On the other hand, Matthews gives us plenty on the Merkle game and its fallout—and there was no shortage of that. The Cubs filed two separate protests and the Giants one after the game was declared a tie by umpire Hank O’Day and NL president Harry Pulliam. Of course, all protests were denied and the game was replayed following the conclusion of the regular season when the Giants and Cubs wound up tied atop the league.
Dryden’s notes, which ran along with his game stories, encapsulate the goings on of the era. From the distracting and controversial Merry Widow hats worn by ladies of the day (imagine a woman sitting in the row ahead of you with a hat so tall you can’t see the field) to the jubilant fans hurling their seat cushions at fellow spectators, we get a feel for the action in the grandstand. Cartoons by Claire Briggs, which accompanied many of Dryden’s stories, are reprinted here, further providing some flavor of the day.

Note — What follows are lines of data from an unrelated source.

PR #682, opened 2023-02-17
fix: should skip file when file in diff dir

javacode123:
i do not think we should filter operation file under dir. when file in different dir, it will be skiped, such as:
AB.graphql
A/B.graphql
both operation name will be AB, so it will skip A/B. So. i del filer logic. is there any other design to slove this problem?

### DIFF
--- a/pkg/loadoperations/loader.go
+++ b/pkg/loadoperations/loader.go
@@ -160,15 +160,6 @@ func (l *Loader) readGraphQLOperation(filePath string) {
 	}
 
 	operationName := normalizeOperationName(fileName)
-
-	for _, file := range l.out.GraphQLOperationFiles {
-		if file.OperationName == operationName {
-			l.out.Info = append(l.out.Info, fmt.Sprintf(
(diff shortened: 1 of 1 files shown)


spetrunin:
@javacode123 as both such operations will be mounted as `/AB` we don't know how to fix such conflict so we will show a warning

and you could ether rename directory or rename your operation

this check is required to been able to provide a warning

javacode123:
hi, i do not know why we must normalizeOperationName operation name, mybe we can directly use {dir}+'/'+{operations_name}

devsergiy:
@javacode123 operation name in this case should be readable and uniq as it is used as identifier for the generated models definitions for the typescript client 

while operation route will be mounted following the folders structure

What problems do you have with this approach?

javacode123:
>  just confused. now i got your mean. i think the main problem is that we need give every operation a name which should be readable and uniq as it is used as identifier for the generated models definitions for the typescript client. but we can not use {foldername/filename} directly, because it contain file separator which should not as a model name in ts

PR #701, opened 2023-02-27
refactor: pass a bytes.Buffer to hooks.EncodeData and reuse it

fiam:


fiam:
Converted to draft until we add parallel tests

jensneuse (approved):

testapps/default/test/index.test.ts
```diff
@@ -1,25 +1,28 @@
 import { afterAll, beforeAll, describe, expect, test } from '@jest/globals';
-import { InputValidationError } from '@wundergraph/sdk/client';
+import { ClientResponse, InputValidationError } from '@wundergraph/sdk/client';
+import { NestedInternalResponse } from '../.wundergraph/generated/models';
 import { createTestServer } from '../.wundergraph/generated/testing';
 
 const wg = createTestServer();
 
-// TODO: Remove this once the secret refactor is done
-process.env['WG_SECURE_COOKIE_HASH_KEY'] = 'aaaaaaaaaaaaaaaaaaaaaaaaaaaaaaaa';
```
StarpTech, line 8: Any other places where we can get rid of it?

fiam: I think we can get rid of it everywhere, but let's do it in a separate PR.

testapps/default/test/index.test.ts
```diff
@@ -1,25 +1,28 @@
...
 describe('functions', () => {
 	test('internal operation call from  function', async () => {
 		const client = wg.client();
-		const result = await client.query({
-			operationName: 'nested/InternalWrapper',
-		});
-		expect(result.error).toBeUndefined();
-		expect(result.data?.data?.chinook_findFirstAlbum?.AlbumId).toBe(1);
+		const promises: Promise<ClientResponse<NestedInternalResponse>>[] = [];
+		for (let ii = 0; ii < 50; ii++) {
```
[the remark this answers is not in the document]
fiam: It's to exercise a path with multiple requests in parallel. I'll add a comment to make sure it's not removed by accident.

testapps/default/test/index.test.ts
fiam: Tracked in ENG-1684

testapps/default/test/index.test.ts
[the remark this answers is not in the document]
fiam: Comment added. PTAL

PR #702, opened 2023-02-28
chore: fix prettier formatting check when filenames contain $

fiam:
$ needs to be escaped by sed and not passed through xargs (which swallows
the escape sequence)


StarpTech (approved):
LGTM

JivusAyrus (approved):

PR #703, opened 2023-02-28
fix: operation name normalization on Windows

fiam:
Code for loading .graphql operations was different than for .ts operations.
Unify loading for both types of operations and fix Unix-isms. Fix also a
couple of typos in user visible log messages.


Aenimus (approved):

pkg/loadoperations/loader.go
```diff
@@ -115,64 +115,89 @@ func (l *Loader) readOperations() error {
...
+	return unixLikeRelativeFilePathNonExt
+}
+
+// ensureUniqueOperationName checks that the given normalized operationName is not already used
+// by another operation. If the name is already taken, it appends an INFO log entry to
+// the Loader's output and returns false. Otherwise it returns true.
+func (l *Loader) normalizedUniqueOperationName(relativeFilePath string) (mountPath string, operationName string, ok bool) {
+	mountPath = l.operationMountPath(relativeFilePath)
+	if mountPath == "" {
+		return "", "", false
```
devsergiy, line 169: could we extend the test to include the case of conflicting names between ts and graphql operations

devsergiy (changes requested):

pkg/loadoperations/loader.go
fiam: It's checked just below this: [line 173](https://github.com/wundergraph/wundergraph/pull/703/files#diff-e12ef71dec9cf88b0a4001dc6b3004a5ab5058f4bd5bdf190936a614893d920bR173) and [line 181](https://github.com/wundergraph/wundergraph/pull/703/files#diff-e12ef71dec9cf88b0a4001dc6b3004a5ab5058f4bd5bdf190936a614893d920bR181)

jensneuse:
@fiam I think we load the path from the json and use it to load the modules, e.g. to generate custom config
Will this work as well with your changes? I have never tried it on windows?

fiam:
> @fiam I think we load the path from the json and use it to load the modules, e.g. to generate custom config
> Will this work as well with your changes? I have never tried it on windows?

That part was fixed in #607, but we missed that its GraphQL counterpart had a similar problem. This PR unifies the code for loading operations regardless of their type, so a problem in there should be easier to catch moving forward (we have nested TS operations in the examples CI). I'll trigger examples CI just to be safe.

fiam:
@jensneuse @StarpTech NPM CI is failing because we’ve been enforcing alphanumeric operation names, but only for GraphQL operations, and we also have operations in the nextjs testapp that use underscores (e.g. users/subscribe_no_input.ts) - I think we need to be consistent in this, we either allow underscores/dashes in all types or in none. Question is, should we rename the operations in the nextjs testapp or change the accepted operation names to allow dashes and underscores?

jensneuse:
> @jensneuse @StarpTech NPM CI is failing because we’ve been enforcing alphanumeric operation names, but only for GraphQL operations, and we also have operations in the nextjs testapp that use underscores (e.g. users/subscribe_no_input.ts) - I think we need to be consistent in this, we either allow underscores/dashes in all types or in none. Question is, should we rename the operations in the nextjs testapp or change the accepted operation names to allow dashes and underscores?

I think it's fine to allow it.

fiam:
> I think it's fine to allow it.

Wouldn't that be problematic if we expose those operations to GraphQL?

fiam:
> > I think it's fine to allow it.
> 
> Wouldn't that be problematic if we expose those operations to GraphQL?
> 
> 

Now that I think about it, underscores should be fine. Dashes would be the problematic ones.

fiam:
@devsergiy PTAL - Thanks!

pkg/loadoperations/loader.go
devsergiy: yeah, but under extend test I mean add a test case here https://github.com/wundergraph/wundergraph/blob/main/pkg/loadoperations/loader_test.go

fiam: I've added a conflicting `.ts` operation to the test and updated the golden file

devsergiy (approved):

PR #706, opened 2023-02-28
feat: add support for declaring a list of public claims

fiam:
If non-empty, all other claims are hidden from the frontend.

- Add PublicCustomClaims type, which picks fields from CustomClaims
- Declare a PublicUser type in client.ts, which optionally picks the
selected fields.
- Add required machinery in the Go side to handle these fields
- Validate the selected claims during code generation


pkg/authentication/authentication.go
```diff
@@ -732,6 +797,7 @@ type UserHandler struct {
 	Host              string
 	InsecureCookies   bool
 	Cookie            *securecookie.SecureCookie
+	PublicClaims      []string
```
jensneuse, line 800: We don't need to do this. We have this information in the API configuration. Cookie space is limited.

jensneuse (changes requested):

packages/sdk/src/configure/index.ts
```diff
@@ -115,7 +116,26 @@ export interface WunderGraphConfigApplicationConfig {
...
+		/**
+		 * Claims to be publicly available (i.e. served by the API to the frontend), referenced by
+		 * their shorthand name for custom claims (i.e. keys in the customClaims attribute) or by their
+		 * enum value for well known ones. If the list is empty, all claims are made public.
+		 *
+		 * @default empty
+		 *
+		 * @see WunderGraphConfigApplicationConfig.customClaims
+		 */
+		publicClaims?: string[];
```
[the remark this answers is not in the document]
fiam: We can't generate an enum for that, since the user needs to write a `WunderGraphConfigApplicationConfig` and call `configureWunderGraphApplication()` (where that input field is) before code generation is run. However, the strings that are provided there are currently validated at generation time, causing a failure if any of them is incorrect. Validation is [here](https://github.com/wundergraph/wundergraph/pull/706/files#diff-944359769ce5d07540eab5d54fc4358ff90dd67b5223918bed68053b8edce9b7R312)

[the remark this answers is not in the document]
fiam: Something that we can do is create a type and provide predefined values for the well known claims, so the list can look like `publicClaims: [WellKnownClaim.EMAIL, CustomClaim('shopID')]`. That gives us type safety at "typing time" for the well known claims (as well as allowing us to move some logic to there), but I don't think there's much else we can do.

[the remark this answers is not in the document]
jensneuse: I think it should be possible. The well-known claims are known ahead of time. There should be a way to infer names of the custom claims and combine both into a list of possible names. Not sure if this is exactly the solution, but it might be close: https://stackoverflow.com/a/66723158/20693155

pkg/authentication/authentication.go
jensneuse: ok

packages/sdk/src/configure/index.ts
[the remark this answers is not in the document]
fiam: Turns out this was possible, but I had to use a different approach because I couldn't use `this` in that context. PTAL

jensneuse (approved):

packages/sdk/src/configure/index.ts
```diff
@@ -286,6 +312,22 @@ export interface CodeGenerationConfig {
 	wunderGraphDir: string;
 }
 
+const resolvePublicClaims = (config: WunderGraphConfigApplicationConfig) => {
+	let publicClaims: string[] = [];
+	for (const claim of config.authentication?.publicClaims ?? []) {
+		let customClaim = config.authentication?.customClaims?.[claim];
```
Aenimus, line 318: Why `let`?

packages/sdk/src/configure/index.ts
```diff
@@ -1169,9 +1218,13 @@ const resolveOperationsConfigurations = async (
 			default:
 				throw new Error(`customClaim ${key} has invalid type ${claim.type}`);
 		}
+		const jsonPathComponents = claim.jsonPath.split('.');
+		if (jsonPathComponents.length == 0) {
```
Aenimus, line 1222: If you want to coerce, `!jsonPathComponents.length`, otherwise `===`

packages/sdk/src/definition/merge.ts
```diff
@@ -254,7 +255,34 @@ enum WG_ROLE {
...
+		GENDER: 'gender',
+		BIRTH_DATE: 'birthdate',
+		ZONE_INFO: 'zoneinfo',
+		LOCALE: 'locale',
+		LOCATION: 'location',
+	};
+	if (Object.keys(docs).length !== WellKnownClaimValues.length) {
+		throw new Error('unhandled claims in claimsSchema()');
+	}
+	const wellKnownClaims = Object.keys(docs).map((key) => `"""${docs[key as WellKnownClaim]}"""\n${key}`);
```
Aenimus, line 284: Entries

Aenimus: I think this would allow you to remove the `as`

packages/sdk/src/graphql/operations.ts
```diff
@@ -458,11 +486,27 @@ const parseWellKnownClaim = (name: string, operation?: GraphQLOperation) => {
 		LOCALE: ClaimType.LOCALE,
 		LOCATION: ClaimType.LOCATION,
 	};
+	if (Object.keys(claims).length !== WellKnownClaimValues.length) {
+		throw new Error('unhandled claims in parseWellKnownClaim()');
+	}
 	if (name in claims) {
```
Aenimus, line 492: Just curious, is this O(1)?

pkg/authentication/authentication.go
```diff
@@ -167,23 +173,82 @@ type User struct {
...
+func (u *User) ToPublic(publicClaims []string) *User {
+	if len(publicClaims) == 0 {
+		return u
+	}
+	cpy := &User{
+		CustomAttributes: u.CustomAttributes,
+		Roles:            u.Roles,
+	}
+	for _, claim := range publicClaims {
+		if !cpy.copyWellKnownClaim(claim, u) {
```
Aenimus, line 198: I prefer
```go
if cpy.copyWellKnownClaim(claim, u) {
    continue
}
...```

File: pkg/authentication/authentication.go [hunk 8]
```diff
@@ -799,19 +865,18 @@ func (u *UserHandler) ServeHTTP(w http.ResponseWriter, r *http.Request) {
...
-	_ = json.NewEncoder(w).Encode(user)
+	if err := encoder.Encode(user.ToPublic(u.PublicClaims)); err != nil {
+		u.Log.Error("encoding user", zap.Error(err))
+	}
 }
 
 type CSRFTokenHandler struct{}
 
-func (_ *CSRFTokenHandler) ServeHTTP(w http.ResponseWriter, r *http.Request) {
+func (*CSRFTokenHandler) ServeHTTP(w http.ResponseWriter, r *http.Request) {
```
Aenimus, line 879: Huh?

pkg/authentication/oidc.go
```diff
@@ -108,7 +108,7 @@ func (c *Claims) ToUser() User {
 	}
 }
 
-// isCustomClaim true if claim represents a token claim that we're not explicitely
+// isCustomClaim true if claim represents a token claim that we're not explicitly
```
Aenimus, line 111: lol

pkg/jsonpath/jsonpath.go
```diff
@@ -0,0 +1,44 @@
...
+package jsonpath
+
+// GetKeys retrieves the value at the given path by following each key in data. If
+// data is not a map or if a key is not present, it returns nil.
+func GetKeys(data interface{}, jsonKeys ...string) interface{} {
+	return getKeys(data, jsonKeys, 0)
+}
+
+func getKeys(data interface{}, keys []string, keyIndex int) interface{} {
+	if keyIndex < len(keys) {
```
Aenimus, line 11: Invert the logic to reduce nesting? :'(

pkg/jsonpath/jsonpath.go
```diff
@@ -0,0 +1,44 @@
...
+	}
+	return nil
+}
+
+func SetKeys(data interface{}, value interface{}, jsonKeys ...string) map[string]interface{} {
+	return setKeys(data, value, jsonKeys, 0)
+}
+
+func setKeys(data interface{}, value interface{}, jsonKeys []string, keyIndex int) map[string]interface{} {
+	if keyIndex < len(jsonKeys) {
```
Aenimus, line 29: Same here

Aenimus (changes requested):
Comments for changes

pkg/authentication/authentication.go
fiam: Receiver is not used, so it should be omitted

packages/sdk/src/configure/index.ts
fiam: Oversight, I'll change it

packages/sdk/src/configure/index.ts
fiam: `jsonPathComponents` can't be null nor undefined at that point, but I'll change it to `===`

packages/sdk/src/graphql/operations.ts
fiam: `Object.keys()` is O(n) but `claims` has a fixed size

pkg/jsonpath/jsonpath.go
fiam: I've moved the length check to the callers, since it only makes a difference when the keys slice is empty. This way we remove a level of indirection as well as making it slightly faster.

packages/sdk/src/codegen/templates/typescript/claims.ts
```diff
@@ -1,14 +1,15 @@
...
 import { handlebarTemplate } from './claims.template';
-
 export class TypeScriptClaims implements Template {
 	generate(generationConfig: CodeGenerationConfig): Promise<TemplateOutputFile[]> {
 		const tmpl = Handlebars.compile(handlebarTemplate);
-		const customClaims = Object.keys(generationConfig.config.authentication.customClaims ?? []).map((key) => {
-			const claim = generationConfig.config.authentication.customClaims[key];
+		const claims = generationConfig.config.authentication.customClaims;
+		const customClaims = Object.keys(claims).map((key) => {
+			const claim = claims[key];
```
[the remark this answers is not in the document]
fiam: Changed to Object.entries

packages/sdk/src/configure/index.ts
fiam: Changed

packages/sdk/src/configure/index.ts
fiam: Changed

packages/sdk/src/graphql/operations.ts
Aenimus: No, I mean "in" for the records.

pkg/authentication/authentication.go
Aenimus: I didn't know you could just not have a ref

pkg/jsonpath/jsonpath.go
fiam: Moved the check to the caller

fiam:
> Comments for changes

Thanks for the review. I think I've addressed all requested changes. PTAL

packages/sdk/src/configure/index.ts
```diff
@@ -286,6 +312,22 @@ export interface CodeGenerationConfig {
 	wunderGraphDir: string;
 }
 
+const resolvePublicClaims = (config: WunderGraphConfigApplicationConfig) => {
+	let publicClaims: string[] = [];
```
Aenimus, line 316: Should be a const.

pkg/authentication/authentication.go
```diff
@@ -77,7 +79,7 @@ func (u *UserLoader) parseClaims(r io.Reader) (*Claims, error) {
 }
 
 // Load user from token. token is always non nil and contains at least a non-empty token.Raw
-// but it might be unvalidated if we have no key functions
+// but it might be not validated if we have no key functions
```
Aenimus, line 82: might not be

fiam: Thanks! Reworded.

packages/sdk/src/configure/index.ts
Aenimus: Will you address this @fiam

fiam: Sorry, I missed this one. It should be good now.

Aenimus (approved):

fiam:
Thanks for the thorough review @Aenimus 👍

fiam:
I've just realized we're missing some docs for this feature. Moving into draft to prevent merge.

fiam:
Docs added

PR #709, opened 2023-03-01
feat: improve webhooks API and add support for the new operations client

Pagebakers:
#### Checklist

- [ ] run `make test`


StarpTech (approved):
Great PR! A good next step could be to allow the same nested structure as with operations.

Aenimus (approved):

jensneuse:
@Pagebakers I have an idea for further improvement of the operations client.
When you instantiate the operations client, we can pass the "webhook request" as client request into the operations client.
This way, subsequent operations will have access to the original webhook request, which is exactly what we want.

PR #1667, opened 2026-06-11
[scheduler] fix interrupt starvation via WorkerQueue rebuild and runtime reset

fwbrasil:
## Problem

A CPU-bound fiber that was preempted (sitting in a worker's run queue) and then interrupted while queued could be starved before it had a chance to observe the interrupt and run its finalizers. The root cause was a combination of two gaps.

First, when an `IOTask` completed (either normally or via interrupt), it did not reset its accumulated runtime. A fiber interrupted while mid-flight had a high runtime value and therefore low scheduling priority; when re-queued after the preempt, it sat behind newly-submitted, zero-runtime tasks. This held even for the interrupt case, where prompt scheduling is required to release the worker and run finalizers.

Second, the worker run queue was a generic `Queue[Task]` backed by a `scala.collection.mutable.PriorityQueue` using an explicit `Ordering[Task]`. Resetting a task's priority key in place (via `resetRuntime`) does not trigger a re-sift in a binary heap; the task stays at its old array position and its new key is invisible to subsequent polls. The starvation delay therefore scaled with queue depth and was unbounded in the general case.

## Solution

On completion, a task now calls `Task.resetRuntime()` to drop its accumulated runtime to zero, giving it top scheduling priority. Because a binary heap does not re-sift when a key changes in place, resetting a queued task's key would be invisible to subsequent polls without an explicit rebuild. Each worker therefore calls a worker-local `rebalance()` at the top of its run loop whenever the global interrupt epoch has advanced, triggering `WorkerQueue.rebuild()` to re-heapify the run queue (O(n) Floyd construction) so the reset task surfaces at the head within a bounded, load-independent delay.

The generic `Queue[Task]` backed by `scala.collection.mutable.PriorityQueue` is replaced by `WorkerQueue`, a `Task`-specialized array-backed min-heap. Inlining the priority comparison directly to `Task.runtime()` removes the `Ordering` indirection and all element casts from the hot poll path. `rebuild()` exists precisely because `WorkerQueue` owns the backing array and can re-heapify it in place, something the opaque `PriorityQueue` wrapper could not expose.

## Notes

`WorkerQueue` is specialized on `Task` rather than generic to allow the inline `runtime()` comparison and remove all `Ordering` indirection from the hot path. The 4-ary branching factor (d=4) gives shallower trees and better cache locality (four contiguous children per probe) than a binary heap, at the cost of a 4-way min scan per sift-down level. This tradeoff favors poll-heavy workloads like the scheduler's run loop.

`rebalance()` is single-thread-owned by the worker's own run loop; `lastRebuiltEpoch` and `lastRebuildMs` are plain `var`s because they are read and written only inside `rebalance()`, which is never called concurrently. The epoch gate ensures a rebuild fires at most once per `notifyInterrupt` call per worker, and the time gate (`minInterval`) bounds rebuild frequency under an interrupt storm.

`Task.taskOrdering` is removed. It was the only user of the generic `Ordering[Task]` surface and is no longer needed now that `WorkerQueue` inlines the comparison.


kyo-scheduler/jvm-native/src/main/scala/kyo/scheduler/WorkerQueue.scala
```diff
@@ -0,0 +1,254 @@
...
+      * Uses busy waiting rather than parking/blocking since:
+      *   - Effective concurrency is bounded by available cores
+      *   - Lock hold times are very short (optimized queue operations)
+      *   - Most contended operations (stealing) fail fast if lock unavailable
+      *
+      * The scheduler's worker model ensures the number of threads competing for any given queue is limited, making spinning more efficient
+      * than thread parking overhead.
+      */
+    private def lock(): Unit =
+        while (!compareAndSet(false, true)) {}
```
hearnadam, line 251:
```suggestion
        while (!tryLock()) {}
```

hearnadam (approved):

PR #1672, opened 2026-06-14
[parse] fix Parse.repeat quadratic complexity via indexed ParseInput

fwbrasil:
## Problem

`ParseInput.remaining` returned `tokens.drop(position)`, which materializes a copy of the entire remaining input on every call. Every per-token consumer (`readOne`, `anyMatch`, `literal`, `boolean`, `identifier`) called `remaining` to read the head or test a prefix, so running `Parse.repeat` over an n-token input made O(n) such calls, each copying O(n) data. The overall cost was O(n^2) in both time and allocation.

The `startsWith` check in `literal` and `boolean` shared the same problem: `in.remaining.startsWith(text)` routed through `Seq.head` after copying the tail, not through direct indexing.

## Solution

`ParseInput` now caches a `Chunk.Indexed[In]` (`indexed`) derived once from `tokens` at construction time. All per-token reads go through that field instead of re-deriving the tail.

Two targeted additions replace the problematic call sites:

- `headMaybe: Maybe[In]` reads `indexed(position)` in O(1) and returns `Absent` at end of input. `readOne`, `anyMatch`, and `end` are rewritten to use it.

- `startsWith(prefix: Seq[In])` and `startsWith(prefix: String)` walk `indexed` from `position` without any tail copy, both in O(prefix.length). `literal`, `boolean`, and `identifier` are rewritten to call `in.startsWith(...)` directly.

`advanceWhile` already indexed into `tokens` directly; it is updated to use `indexed` for consistency.

The `remaining` accessor is kept for callers that genuinely need a `Chunk[In]` slice (for example `identifier`, which calls `in.remaining.takeWhile` after the head check). Its cost is now paid only where a contiguous slice is actually required.

The performance test suite (`"performance"` suite in `ParseTest`) adds three regression guards at n=500000: `repeat(any)`, `readWhile`, and `repeat(literal/any)`. Each asserts correct output length and a 30s wall-clock budget. At that input size the pre-fix code takes minutes; the fixed code finishes in well under a second.

## Notes

`Chunk.Indexed` is constructed once at `ParseInput` construction, not lazily, so callers that discard `ParseInput` immediately (for example single-token parses) pay the indexing cost even if they never call `headMaybe`. That trade-off is acceptable because `ParseInput` is already a value object allocated once per `Parse.run` invocation; the `toIndexed` call is O(n) in the token count, which is dominated by the O(n) scan that `repeat` would perform anyway.

The `remaining` method signature is unchanged. Callers on `origin/main` that read `in.remaining.head` or `in.remaining.startsWith(...)` would still compile; the hot-path callers inside `Parse.scala` are the ones rewritten here.

### DIFF
--- a/kyo-parse/shared/src/main/scala/kyo/ParseInput.scala
+++ b/kyo-parse/shared/src/main/scala/kyo/ParseInput.scala
@@ -2,7 +2,47 @@ package kyo
 
 case class ParseInput[In](tokens: Chunk[In], position: Int):
 
-    def remaining: Chunk[In] = tokens.drop(position)
+    // The backing tokens as an indexed chunk, so per-token reads index in O(1) instead of copying the tail.
+    private val indexed: Chunk.Indexed[In] = tokens.toIndexed
+
+    def remaining: Chunk[In] = indexed.drop(position)
+
+    /** The next token, or `Absent` at end of input. O(1).
+      *
+      * Reads the token at `position` by direct indexing rather than `remaining.head`. The latter routes through the generic `Seq.head`, which
+      * materializes a fresh copy of the entire remaining input on every call; driving a `repeat` over an n-token input that way is O(n^2).
+      */
+    def headMaybe: Maybe[In] =
+        if position < indexed.length then Maybe(indexed(position))
+        else Maybe.empty
+
+    /** True if the tokens from `position` start with `prefix`, compared by `==`. O(prefix.length), no tail copy. */
+    def startsWith(prefix: Seq[In])(using CanEqual[In, In]): Boolean =
+        val n = prefix.length
+        if position + n > indexed.length then false
+        else
+            var i  = 0
+            var ok = true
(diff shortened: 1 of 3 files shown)


kyo-parse/shared/src/main/scala/kyo/ParseInput.scala
```diff
@@ -2,7 +2,47 @@ package kyo
 
 case class ParseInput[In](tokens: Chunk[In], position: Int):
 
-    def remaining: Chunk[In] = tokens.drop(position)
+    // The backing tokens as an indexed chunk, so per-token reads index in O(1) instead of copying the tail.
+    private val indexed: Chunk.Indexed[In] = tokens.toIndexed
```
hearnadam, line 6: Wouldn't it be better to require `ParseInput` to be a `Chunk.Indexed`? then we can just make an apply that does this?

Dryden, who was honored with the J.G. Taylor Spink Award in 1965 (34 years after his death), is regarded by many as the sport’s first humorist. In fact, he was once dubbed “the Mark Twain of sportswriters.” Some of his wit comes through in longer quotes, but unfortunately, it doesn’t carry over to the majority of the text. That kind of style could have elevated “When the Cubs Won It All” from a workmanlike recap of the 1908 campaign to a lively portrayal of one of the game’s most storied seasons. Matthews does a solid job presenting the facts, but there was only one Charley Dryden.